Dados mostram que, no exercício de 2020, os encargos líquidos de juros dos EUA foram de apenas 345 bilhões de dólares, e em 2025 já se aproximam de 970 bilhões de dólares; incluindo toda a dívida pública, o total oficialmente ultrapassa 1 trilhão de dólares. O Escritório de Orçamento do Congresso dos EUA prevê que, nos próximos dez anos, os encargos de juros acumulados alcançarão até 13,8 trilhões de dólares, quase o dobro dos últimos vinte anos. Algumas instituições até alertam que, em cenários mais pessimistas, até 2035, os encargos anuais de juros podem subir para 2,2 trilhões de dólares.

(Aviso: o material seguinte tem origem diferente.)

PR #993, opened 2026-07-06
Fix for LT-22563

AndyBlack:
This turned out to be a continuation of [LT-22422](https://jira.sil.org/browse/LT-22422) "XAmple can incorrectly report success for a variant referring to an entry with multiple MSA"  The fix there took care of  Try a Word, but not what fed into the parser filer.  This fixes that.
The result from XAmple can include MSI elements like these:
<MSI DbRef='19938.0.14573'/>
<MSI DbRef='19938.0.9208'/>
which have three parts: the lex entry hvo, the lex ref hvo. and the msa hvo.  We were ignoring the msa hov when passing the XAmple parsing result to the parser filer.

- - -
This change is [Reviewable](https://reviewable.io/reviews/sillsdev/FieldWorks/993)

### DIFF
--- a/Src/LexText/ParserCore/XAmpleParser.cs
+++ b/Src/LexText/ParserCore/XAmpleParser.cs
@@ -245,9 +245,11 @@ namespace SIL.FieldWorks.WordWorks.Parser
 			//       required slots in affix templates.  The parser filer can ignore these.
 			// 3. <MSI DbRef="y"... and y is an hvo for a LexEntry.
 			//       The LexEntry is a variant form for the first set of LexEntryRefs.
-			// 4. <MSI DbRef="y"... and y is an hvo for a LexEntry followed by a period and an index digit.
-			//       The LexEntry is a variant form and the (non-zero) index indicates
-			//       which set of LexEntryRefs it is for.
+			// 4. <MSI DbRef="y.i.z"... and y is an hvo for a LexEntry, i is an index to the
+			//       LexEntryRef, and z is the hvo of the specific MSA (of that LexEntryRef's
+			//       target entry) that was used. The LexEntry is a variant form; i indicates
+			//       which set of LexEntryRefs it is for, and z indicates which of that entry's
+			//       MSAs to use, since it can have more than one (see LT-22422/LT-22563).
 			ICmObject objForm;
 			if (!cache.ServiceLocator.GetInstance<ICmObjectRepository>().TryGetObject(int.Parse(formHvo), out objForm))
 			{
--- a/Src/LexText/ParserCore/XAmpleParser.cs
+++ b/Src/LexText/ParserCore/XAmpleParser.cs
@@ -262,7 +262,7 @@ namespace SIL.FieldWorks.WordWorks.Parser
 			}
 
 			// Irregulary inflected forms can have a combination MSA hvo: the LexEntry hvo, a period, and an index to the LexEntryRef
-			Tuple<int, int, int> msaTuple = ProcessMsaHvo(msaHvo);
+			Tuple<int, int, int> msaTuple = ParserXmlWriterExtensions.ProcessMsaHvo(msaHvo);
 			ICmObject objMsa;
 			if (!cache.ServiceLocator.GetInstance<ICmObjectRepository>().TryGetObject(msaTuple.Item1, out objMsa))
 			{
@@ -307,15 +307,6 @@ namespace SIL.FieldWorks.WordWorks.Parser
 			// if it is anything else, we ignore it
 			morph = null;
 			return true;
-		}
-
-		private static Tuple<int, int, int> ProcessMsaHvo(string msaHvo)
-		{
-			string[] msaHvoParts = msaHvo.Split('.');
-			// the msa hvo has one part or three parts separated by a period.
-			// in the latter case, it is the lex entry hvo, the lex ref hvo, and the msa hvo
-			return Tuple.Create(int.Parse(msaHvoParts[0]), msaHvoParts.Length == 3 ? int.Parse(msaHvoParts[1]) : 0,
-				msaHvoParts.Length == 3 ? int.Parse(msaHvoParts[2]) : 0);
 		}
 
 		public XDocument ParseWordXml(string word)
--- a/Src/LexText/ParserCore/XAmpleParser.cs
+++ b/Src/LexText/ParserCore/XAmpleParser.cs
@@ -261,7 +261,8 @@ namespace SIL.FieldWorks.WordWorks.Parser
 				return true;
 			}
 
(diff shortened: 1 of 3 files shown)


Src/LexText/ParserCore/XAmpleParser.cs
```diff
@@ -262,7 +262,7 @@ private static bool TryCreateParseMorph(LcmCache cache, XElement morphElem, out
 			}
 
 			// Irregulary inflected forms can have a combination MSA hvo: the LexEntry hvo, a period, and an index to the LexEntryRef
-			Tuple<int, int> msaTuple = ProcessMsaHvo(msaHvo);
+			Tuple<int, int, int> msaTuple = ParserXmlWriterExtensions.ProcessMsaHvo(msaHvo);
```
johnml1135, line 268: Nit: the doc comment above this method (lines 236-250, cases 3 and 4) still describes the old 1-part (`y`) and 2-part (`y.index`) MSI `DbRef` encodings. `ProcessMsaHvo` now only special-cases exactly 3 dot-separated parts (`lexEntryHvo.refIndex.msaHvo`); anything else collapses to refIndex=0/msaHvo=0. Worth updating the comment so it matches the format actually produced since LT-22422, or a future maintainer may reintroduce a 2-part-aware branch that no longer applies.

johnml1135:
General comment (not diff-anchored — this file isn't touched by this PR, so GitHub won't let me attach it to a line):

**`Src/Utilities/pcpatrflex/ToneParsFLExDll/ToneParsInvoker.cs`, `TryCreateParseMorph`/`ProcessMsaHvo` (~line 799-891)**

This class's `TryCreateParseMorph`/`ProcessMsaHvo` is explicitly labeled "from XAmpleParser.cs" (see the comment at line 729: *"ConvertParserFilerResultXmlToParseResult(), TryCreateParseMorph(), and ProcessMsaHvo() are from XAmpleParser.cs ... Ideally, we'd expose them from XAmpleParser.cs"*). It still has the old 2-tuple `ProcessMsaHvo` that discards the MSA hvo — the exact bug this PR fixes for XAmple. Since `ToneParsInvoker` is a live, separately-tested class (see `ToneParsInvokerTests.cs`), the PC-PATR/tone-parser path will still reproduce the "valid parse not in the list" symptom from LT-22563/LT-22422 for entries with multiple MSAs. Might be worth either applying the same fix there, or (per the existing TODO) finally exposing `ProcessMsaHvo`/`TryCreateParseMorph` from `XAmpleParser.cs` so there's one implementation.

johnml1135:
General comment (not diff-anchored — no test files are touched by this PR):

**Missing test coverage for the fixed code path**

Neither `XAmpleParserTests.cs` nor `ParseFilerProcessingTests.cs` exercises `TryCreateParseMorph`/`ProcessMsaHvo` against a 3-part MSI `DbRef` (e.g. `19938.0.14573`) resolving to an `IMoStemMsa`. This is exactly the kind of format-parsing detail that regressed silently once already (LT-22422 fixed the writer side but not the parser-filer side, which is what led to LT-22563). A regression test mirroring the JIRA acceptance test — a variant LexEntry with multiple MSAs parsed through `ParseWordXml`/`TryCreateParseMorph` — would guard against this reappearing in a future refactor.

johnml1135:
All thee comments AI generated - human review forthcoming.

Src/LexText/ParserCore/XAmpleParser.cs
AndyBlack: Good point.  Done.

AndyBlack:
> General comment (not diff-anchored — this file isn't touched by this PR, so GitHub won't let me attach it to a line):
> 
> **`Src/Utilities/pcpatrflex/ToneParsFLExDll/ToneParsInvoker.cs`, `TryCreateParseMorph`/`ProcessMsaHvo` (~line 799-891)**
> 
> This class's `TryCreateParseMorph`/`ProcessMsaHvo` is explicitly labeled "from XAmpleParser.cs" (see the comment at line 729: _"ConvertParserFilerResultXmlToParseResult(), TryCreateParseMorph(), and ProcessMsaHvo() are from XAmpleParser.cs ... Ideally, we'd expose them from XAmpleParser.cs"_). It still has the old 2-tuple `ProcessMsaHvo` that discards the MSA hvo — the exact bug this PR fixes for XAmple. Since `ToneParsInvoker` is a live, separately-tested class (see `ToneParsInvokerTests.cs`), the PC-PATR/tone-parser path will still reproduce the "valid parse not in the list" symptom from LT-22563/LT-22422 for entries with multiple MSAs. Might be worth either applying the same fix there, or (per the existing TODO) finally exposing `ProcessMsaHvo`/`TryCreateParseMorph` from `XAmpleParser.cs` so there's one implementation.

I will create a separate JIRA issue for this.

AndyBlack:
> **Missing test coverage for the fixed code path**
I wish I knew how to create unit tests for these kinds of things.  I've never been able to figure out how to do it; hence, there aren't any.  Do you have ideas on how it could be done?

johnml1135:
Added a regression test for this in c350a5807: `ParseFilerProcessingTests.TryCreateParseMorph_IrregularVariantWithMultipleMsas_UsesMsaFromDbRef`.

It builds an irregularly inflected variant entry ("creb") of a base entry ("seek") that has *two* MSAs, invokes the private `XAmpleParser.TryCreateParseMorph` (via reflection) with a hand-built `<Morph><MoForm DbRef="..."/><MSI DbRef="lexEntryHvo.0.msaHvo"/></Morph>` element pointing at the second MSA — mimicking what XAmple echoes back — and asserts the resulting `ParseMorph.Msa` is that exact second MSA, not the variant's first/main sense (which is what the pre-fix code would have produced via `GetMainOrFirstSenseOfVariant`). Confirmed it exercises the fixed path by tracing it against the still-unfixed duplicate of this logic in `ToneParsInvoker.cs` (flagged in an earlier comment), which would return the wrong (first) MSA for this same setup.

Src/LexText/ParserCore/XAmpleParser.cs
johnml1135: Updated case 4 in `f6e1099cf` to describe the current 3-part `y.i.z` (lexEntryHvo.refIndex.msaHvo) format.

johnml1135 (approved):
Looks good - just make sure the new JIRA issue is linked.

johnml1135 (approved):
> @johnml1135 reviewed 3 files and all commit messages.
> *[Reviewable](https://reviewable.io/reviews/sillsdev/FieldWorks/993)* status: all files reviewed, 1 unresolved discussion (waiting on AndyBlack).

johnml1135:
New JIRA issue: https://jira.sil.org/browse/LT-22607

PR #994, opened 2026-07-06
Fix LT-22591: Crash in SFM import Modify Mapping dialog

jasonleenaylor:
This broke during the modernization commit because there was a file to class mismatch and the modern build code expects them to match

Rename the files to match the class so the default SDK naming produces the name the runtime requests. This also aligns with the localization build (ProjectLocalizer), which names satellite resources after the resx file: once the translated resx files are renamed on the Crowdin side, this dialog's translations will display for the first time.

- - -
This change is [Reviewable](https://reviewable.io/reviews/sillsdev/FieldWorks/994)


jtmaxwell3 (approved):
> @jtmaxwell3 partially reviewed 3 files and all commit messages.
> *[Reviewable](https://reviewable.io/reviews/sillsdev/FieldWorks/994)* status: <span>:shipit:</span> complete! all files reviewed, all discussions resolved (waiting on jasonleenaylor).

O cerne da questão reside no desequilíbrio entre a dívida e a escala da economia. A dívida federal atual dos EUA já equivale a 100% do PIB, e espera-se que continue a subir nos próximos dez anos. Essa estrutura apresenta características evidentes de “auto-reforço”: o governo precisa contrair novos empréstimos para pagar os juros da dívida existente, e, caso a confiança do mercado diminua ou as taxas de juros aumentem, o peso da dívida se agravará ainda mais, formando uma potencial espiral de dívida.
Essa perspectiva gerou reações intensas nas redes sociais, com palavras-chave como “inflação de Weimar” e “comprar ouro” sendo frequentemente mencionadas, refletindo preocupações do mercado sobre a estabilidade do sistema fiduciário. A curto prazo, a emissão massiva de títulos do governo absorveu liquidez do mercado, e, com as taxas de juros livres de risco próximas de 5%, tanto ações quanto ativos criptográficos enfrentam pressões de avaliação.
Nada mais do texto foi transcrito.